[[ Data supplied, beginning ]]

PR #1017, opened 2025-04-20
fix: fallback to fs if document context fails to sync

Hweinstock:
## Problem
If the document can't be found in the active documents, then it fails to populate it in the request to the server. This results in confusing behavior where some files may fail to fetch here: https://github.com/aws/language-servers/blob/main/server/aws-lsp-codewhisperer/src/language-server/chat/contexts/triggerContext.ts#L84. 

## Solution
- add a fallback mechanism such that if we can't find the document through the LSP, we use the underlying file system to read the file instead. 

## License

### DIFF
--- a/server/aws-lsp-codewhisperer/src/language-server/agenticChat/context/agenticChatTriggerContext.ts
+++ b/server/aws-lsp-codewhisperer/src/language-server/agenticChat/context/agenticChatTriggerContext.ts
@@ -120,21 +120,29 @@ export class AgenticChatTriggerContext {
         }
         const textDocument = await this.getTextDocument(textDocumentIdentifier.uri)
 
-        return this.#documentContextExtractor.extractDocumentContext(
-            textDocument,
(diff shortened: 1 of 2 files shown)


server/aws-lsp-codewhisperer/src/language-server/agenticChat/context/agenticChatTriggerContext.ts
```diff
@@ -126,6 +130,28 @@ export class AgenticChatTriggerContext {
...
     }
 
+    /**
+     * Fetch the current textDocument such that:
+     * 1. If the document is synced with LSP, return the synced textDocument
+     * 2. If the document is not synced with LSP, read the file from the file system
+     * 3. If the file cannot be read, return undefined
+     * @param uri
+     * @returns
+     */
```
kmile, line 140: This is great, we'd get a more up-to-date representation of open files!

kmile (approved):

PR #1020, opened 2025-04-20
feat: add header and buttons to chat response

ctlai95:
## Problem

New fields added need to be passed to mynah-ui

## Solution

- bump runtimes version
- add utils to convert runtime types to mynah types
- pass `header` and `buttons` to mynah-ui

## License

### DIFF
--- a/chat-client/package.json
+++ b/chat-client/package.json
@@ -23,7 +23,7 @@
     },
     "dependencies": {
         "@aws/chat-client-ui-types": "^0.1.16",
-        "@aws/language-server-runtimes-types": "^0.1.14",
+        "@aws/language-server-runtimes-types": "^0.1.19",
         "@aws/mynah-ui": "file:./lib/aws-mynah-ui-4.31.0-beta.6.tgz"
     },
     "bundleDependencies": [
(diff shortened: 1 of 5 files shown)


kmile (approved):

chat-client/src/client/mynahUi.ts
```diff
@@ -460,7 +461,7 @@ export const createMynahUi = (
 
         if (isPartialResult) {
             // type for MynahUI differs from ChatResult types so we ignore it
-            mynahUi.updateLastChatAnswer(tabId, { ...chatResultWithoutType, header: header })
+            mynahUi.updateLastChatAnswer(tabId, { ...chatResultWithoutType, header: header, buttons: buttons })
```
zixlin7, line 464: Do we still need this if chatMessage already has header and buttons?

chat-client/package.json
```diff
@@ -23,7 +23,7 @@
     },
     "dependencies": {
         "@aws/chat-client-ui-types": "^0.1.16",
-        "@aws/language-server-runtimes-types": "^0.1.14",
+        "@aws/language-server-runtimes-types": "^0.1.19",
```
zixlin7, line 26: Should we bump "@aws/language-server-runtimes" too?

chat-client/src/client/mynahUi.ts
ctlai95: yeah the types are slightly different, I pulled them out and converted them above

zixlin7 (approved):

PR #1024, opened 2025-04-20
feat(amazonq): initial implementation of read/list chat result

zixlin7:
## Problem
right now we are outputing fsRead/listDir as json to chat stream
## Solution
- Initial implementation of processing fsRead listDir to chat result stream as contextList

Next steps are:
- handle the usecase when listDir/fsRead requires user confirmation
- update to support multiple messages

## License


server/aws-lsp-codewhisperer/src/language-server/agenticChat/agenticChatController.ts
```diff
@@ -432,6 +445,50 @@ export class AgenticChatController implements ChatHandlers {
         return results
     }
 
+    #processReadOrList(toolUse: ToolUse, chatResultStream: AgenticChatResultStream): ChatResult | undefined {
+        // return initial message about fsRead or listDir
+        const toolUseId = toolUse.toolUseId!
+        const currentPath = (toolUse.input as any)?.path
```
kmile, line 451: I wonder if we can get the actual type from the tool definition here. We might be able to add it to the `Tool` classes so we don't have to `any` this.

server/aws-lsp-codewhisperer/src/language-server/agenticChat/agenticChatController.ts
```diff
@@ -432,6 +445,50 @@ export class AgenticChatController implements ChatHandlers {
...
+            }
+        }
+
+        const contextList: FileList = {
+            rootFolderTitle: title,
+            filePaths: currentFileList.map(item => item.relativeFilePath),
+            details: fileDetails,
+        }
+
+        // TODO: handle confirmation use case
```
kmile, line 486: Not necessary for now.

server/aws-lsp-codewhisperer/src/language-server/agenticChat/agenticChatResultStream.ts
```diff
@@ -10,11 +10,16 @@ interface ResultStreamWriter {
...
+
+interface FileDetailsWithPath extends FileDetails {
+    relativeFilePath: string
+}
 export class AgenticChatResultStream {
     static readonly resultDelimiter = '\n\n'
     #state = {
         chatResultBlocks: [] as ChatResult[],
         isLocked: false,
+        fileList: {} as Record<string, FileDetailsWithPath[]>,
```
kmile, line 22: Are we creating 1 big list of all files and folders read? Or do we need to keep track of them separately?

server/aws-lsp-codewhisperer/src/language-server/agenticChat/agenticChatController.ts
```diff
@@ -394,9 +395,17 @@ export class AgenticChatController implements ChatHandlers {
 
         for (const toolUse of toolUses) {
             if (!toolUse.name || !toolUse.toolUseId) continue
+            if (toolUse.name === 'fsRead' || toolUse.name === 'listDirectory') {
```
ctlai95, line 398: can we make this an if/else with line 406?

server/aws-lsp-codewhisperer/src/language-server/agenticChat/agenticChatResultStream.ts
```diff
@@ -26,11 +31,33 @@ export class AgenticChatResultStream {
...
+
+        // TODO: the combining of contextList is temporary just so we can see them
+        // they should be different messages once we support multiple messages
         return chatResults.reduceRight((acc, c) => ({
             ...acc,
             body: c.body + AgenticChatResultStream.resultDelimiter + acc.body,
+            ...((c.contextList || acc.contextList) && {
+                contextList: {
+                    filePaths: [...(acc.contextList?.filePaths ?? []), ...(c.contextList?.filePaths ?? [])],
+                    rootFolderTitle: c.contextList?.rootFolderTitle
```
kmile, line 56: This would flip from files/folders or vice versa if we have both in the same response.

server/aws-lsp-codewhisperer/src/language-server/agenticChat/agenticChatController.ts
ctlai95, line 451: I'm running into this too, should we try to cast the known param type?

server/aws-lsp-codewhisperer/src/language-server/agenticChat/agenticChatResultStream.ts
kmile: Maybe this should be `contextList` since we are going to have a `fileList` for `fsWrite`.

kmile (approved):

server/aws-lsp-codewhisperer/src/language-server/agenticChat/agenticChatResultStream.ts
zixlin7: I was thinking this would be a list for each toolUseId, open to suggestions

server/aws-lsp-codewhisperer/src/language-server/agenticChat/agenticChatController.ts
kmile: https://github.com/aws/language-servers/blob/main/server/aws-lsp-codewhisperer/src/language-server/agenticChat/tools/fsRead.ts#L8

Is this one of the input types?

https://github.com/aws/language-servers/blob/main/server/aws-lsp-codewhisperer/src/language-server/agenticChat/tools/toolServer.ts#L16 is supposed to break if the input type and the invoke parameter type don't match, so it should have type safety with the JSON provided by the model (assuming we're run the tool already)

server/aws-lsp-codewhisperer/src/language-server/agenticChat/agenticChatResultStream.ts
zixlin7: yes they should not be combined, each tooluseID should have its own message?

ctlai95 (approved):

kmile (approved):

PR #1029, opened 2025-04-21
feat: add @workspace context in agentic chat

volodkevych:
## Problem

`@workspace` is not supported in agentic chat context commands now.

## Solution

The support for `@workspace` was added. It relies on local workspace indexing working.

[[ Data supplied, end ]]

• Exercise objective: Without altering a single word, write out the whole listing.

• Written solution:
PR #1017, opened 2025-04-20
fix: fallback to fs if document context fails to sync

Hweinstock:
## Problem
If the document can't be found in the active documents, then it fails to populate it in the request to the server. This results in confusing behavior where some files may fail to fetch here: https://github.com/aws/language-servers/blob/main/server/aws-lsp-codewhisperer/src/language-server/chat/contexts/triggerContext.ts#L84. 

## Solution
- add a fallback mechanism such that if we can't find the document through the LSP, we use the underlying file system to read the file instead. 

## License

### DIFF
--- a/server/aws-lsp-codewhisperer/src/language-server/agenticChat/context/agenticChatTriggerContext.ts
+++ b/server/aws-lsp-codewhisperer/src/language-server/agenticChat/context/agenticChatTriggerContext.ts
@@ -120,21 +120,29 @@ export class AgenticChatTriggerContext {
         }
         const textDocument = await this.getTextDocument(textDocumentIdentifier.uri)
 
-        return this.#documentContextExtractor.extractDocumentContext(
-            textDocument,
(diff shortened: 1 of 2 files shown)


server/aws-lsp-codewhisperer/src/language-server/agenticChat/context/agenticChatTriggerContext.ts
```diff
@@ -126,6 +130,28 @@ export class AgenticChatTriggerContext {
...
     }
 
+    /**
+     * Fetch the current textDocument such that:
+     * 1. If the document is synced with LSP, return the synced textDocument
+     * 2. If the document is not synced with LSP, read the file from the file system
+     * 3. If the file cannot be read, return undefined
+     * @param uri
+     * @returns
+     */
```
kmile, line 140: This is great, we'd get a more up-to-date representation of open files!

kmile (approved):

PR #1020, opened 2025-04-20
feat: add header and buttons to chat response

ctlai95:
## Problem

New fields added need to be passed to mynah-ui

## Solution

- bump runtimes version
- add utils to convert runtime types to mynah types
- pass `header` and `buttons` to mynah-ui

## License

### DIFF
--- a/chat-client/package.json
+++ b/chat-client/package.json
@@ -23,7 +23,7 @@
     },
     "dependencies": {
         "@aws/chat-client-ui-types": "^0.1.16",
-        "@aws/language-server-runtimes-types": "^0.1.14",
+        "@aws/language-server-runtimes-types": "^0.1.19",
         "@aws/mynah-ui": "file:./lib/aws-mynah-ui-4.31.0-beta.6.tgz"
     },
     "bundleDependencies": [
(diff shortened: 1 of 5 files shown)


kmile (approved):

chat-client/src/client/mynahUi.ts
```diff
@@ -460,7 +461,7 @@ export const createMynahUi = (
 
         if (isPartialResult) {
             // type for MynahUI differs from ChatResult types so we ignore it
-            mynahUi.updateLastChatAnswer(tabId, { ...chatResultWithoutType, header: header })
+            mynahUi.updateLastChatAnswer(tabId, { ...chatResultWithoutType, header: header, buttons: buttons })
```
zixlin7, line 464: Do we still need this if chatMessage already has header and buttons?

chat-client/package.json
```diff
@@ -23,7 +23,7 @@
     },
     "dependencies": {
         "@aws/chat-client-ui-types": "^0.1.16",
-        "@aws/language-server-runtimes-types": "^0.1.14",
+        "@aws/language-server-runtimes-types": "^0.1.19",
```
zixlin7, line 26: Should we bump "@aws/language-server-runtimes" too?

chat-client/src/client/mynahUi.ts
ctlai95: yeah the types are slightly different, I pulled them out and converted them above

zixlin7 (approved):

PR #1024, opened 2025-04-20
feat(amazonq): initial implementation of read/list chat result

zixlin7:
## Problem
right now we are outputing fsRead/listDir as json to chat stream
## Solution
- Initial implementation of processing fsRead listDir to chat result stream as contextList

Next steps are:
- handle the usecase when listDir/fsRead requires user confirmation
- update to support multiple messages

## License


server/aws-lsp-codewhisperer/src/language-server/agenticChat/agenticChatController.ts
```diff
@@ -432,6 +445,50 @@ export class AgenticChatController implements ChatHandlers {
         return results
     }
 
+    #processReadOrList(toolUse: ToolUse, chatResultStream: AgenticChatResultStream): ChatResult | undefined {
+        // return initial message about fsRead or listDir
+        const toolUseId = toolUse.toolUseId!
+        const currentPath = (toolUse.input as any)?.path
```
kmile, line 451: I wonder if we can get the actual type from the tool definition here. We might be able to add it to the `Tool` classes so we don't have to `any` this.

server/aws-lsp-codewhisperer/src/language-server/agenticChat/agenticChatController.ts
```diff
@@ -432,6 +445,50 @@ export class AgenticChatController implements ChatHandlers {
...
+            }
+        }
+
+        const contextList: FileList = {
+            rootFolderTitle: title,
+            filePaths: currentFileList.map(item => item.relativeFilePath),
+            details: fileDetails,
+        }
+
+        // TODO: handle confirmation use case
```
kmile, line 486: Not necessary for now.

server/aws-lsp-codewhisperer/src/language-server/agenticChat/agenticChatResultStream.ts
```diff
@@ -10,11 +10,16 @@ interface ResultStreamWriter {
...
+
+interface FileDetailsWithPath extends FileDetails {
+    relativeFilePath: string
+}
 export class AgenticChatResultStream {
     static readonly resultDelimiter = '\n\n'
     #state = {
         chatResultBlocks: [] as ChatResult[],
         isLocked: false,
+        fileList: {} as Record<string, FileDetailsWithPath[]>,
```
kmile, line 22: Are we creating 1 big list of all files and folders read? Or do we need to keep track of them separately?

server/aws-lsp-codewhisperer/src/language-server/agenticChat/agenticChatController.ts
```diff
@@ -394,9 +395,17 @@ export class AgenticChatController implements ChatHandlers {
 
         for (const toolUse of toolUses) {
             if (!toolUse.name || !toolUse.toolUseId) continue
+            if (toolUse.name === 'fsRead' || toolUse.name === 'listDirectory') {
```
ctlai95, line 398: can we make this an if/else with line 406?

server/aws-lsp-codewhisperer/src/language-server/agenticChat/agenticChatResultStream.ts
```diff
@@ -26,11 +31,33 @@ export class AgenticChatResultStream {
...
+
+        // TODO: the combining of contextList is temporary just so we can see them
+        // they should be different messages once we support multiple messages
         return chatResults.reduceRight((acc, c) => ({
             ...acc,
             body: c.body + AgenticChatResultStream.resultDelimiter + acc.body,
+            ...((c.contextList || acc.contextList) && {
+                contextList: {
+                    filePaths: [...(acc.contextList?.filePaths ?? []), ...(c.contextList?.filePaths ?? [])],
+                    rootFolderTitle: c.contextList?.rootFolderTitle
```
kmile, line 56: This would flip from files/folders or vice versa if we have both in the same response.

server/aws-lsp-codewhisperer/src/language-server/agenticChat/agenticChatController.ts
ctlai95, line 451: I'm running into this too, should we try to cast the known param type?

server/aws-lsp-codewhisperer/src/language-server/agenticChat/agenticChatResultStream.ts
kmile: Maybe this should be `contextList` since we are going to have a `fileList` for `fsWrite`.

kmile (approved):

server/aws-lsp-codewhisperer/src/language-server/agenticChat/agenticChatResultStream.ts
zixlin7: I was thinking this would be a list for each toolUseId, open to suggestions

server/aws-lsp-codewhisperer/src/language-server/agenticChat/agenticChatController.ts
kmile: https://github.com/aws/language-servers/blob/main/server/aws-lsp-codewhisperer/src/language-server/agenticChat/tools/fsRead.ts#L8

Is this one of the input types?

https://github.com/aws/language-servers/blob/main/server/aws-lsp-codewhisperer/src/language-server/agenticChat/tools/toolServer.ts#L16 is supposed to break if the input type and the invoke parameter type don't match, so it should have type safety with the JSON provided by the model (assuming we're run the tool already)

server/aws-lsp-codewhisperer/src/language-server/agenticChat/agenticChatResultStream.ts
zixlin7: yes they should not be combined, each tooluseID should have its own message?

ctlai95 (approved):

kmile (approved):

PR #1029, opened 2025-04-21
feat: add @workspace context in agentic chat

volodkevych:
## Problem

`@workspace` is not supported in agentic chat context commands now.

## Solution

The support for `@workspace` was added. It relies on local workspace indexing working.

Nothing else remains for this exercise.